Numerical investigation on the fracture driving force of laser welds and arc welds

Abstract

The brittle fracture driving forces of laser beam welds (LBWs) and arc welds (AWs) are investigated and compared numerically with a center through-thickness cracked panel (CTCP) and a standard fracture toughness specimen (3-point bending specimen, 3PB). The effects of hard zone width (H) and strength mismatch ratio (Sr) were systematically studied at global strain (e∞) of 0.1% and 0.2%. It was found that the peak opening stress near the crack tip decreased with narrower H for LBW at e∞ = 0.2%, which can be ascribed to the better shielding effect provided by the softer base metal (BM) on hard zone welds.
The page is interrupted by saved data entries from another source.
PR #305, opened 2018-05-14
Introduce trust managers

ali-ince:
This PR changes the trust mechanism how Driver establishes trust during TLS handshake. Now it is possible to completely override default `TrustManager` behaviour and provide a custom one based on possibly different security policies.

`Config.TrustStrategy` / `IConfigBuilder.WithTrustStrategy` is now obsolete and `Config.TrustManager` / `IConfigBuilder.WithTrustManager` is the mechanism to change the underlying trust manager that will be used.

There are 4 different trust managers that's provided with the driver (they can be created through `TrustManager` class);

1. `InsecureTrustManager`: It trusts any certificate and can be configured to perform a hostname verification. This is currently the default trust manager and will be changed in upcoming versions.
2. `ChainTrustManager`: It uses operating system's system/user root certificate stores to establish the trust. It can be configured to enable/disable hostname verification, revocation check and whether to use machine context instead of user's.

The peak normalized opening stress σyy/σY,WM was found nearly to be 3.0 for different Sr at e∞ = 0.1%, which decreased to 2.5 at e∞ = 0.2% due to more plastic deformation in the BM. The shielding effect ΔσW increased with higher Sr or narrower H. The effect of H and Sr on required CTOD fracture toughness in 3PB was also discussed basing on Weibull stress criterion. The required CTOD in 3PB of LBW can be decreased to be much lower than the AW with sufficiently narrow H. The harm effect of higher Sr on required toughness is less compared with the influence of lower H.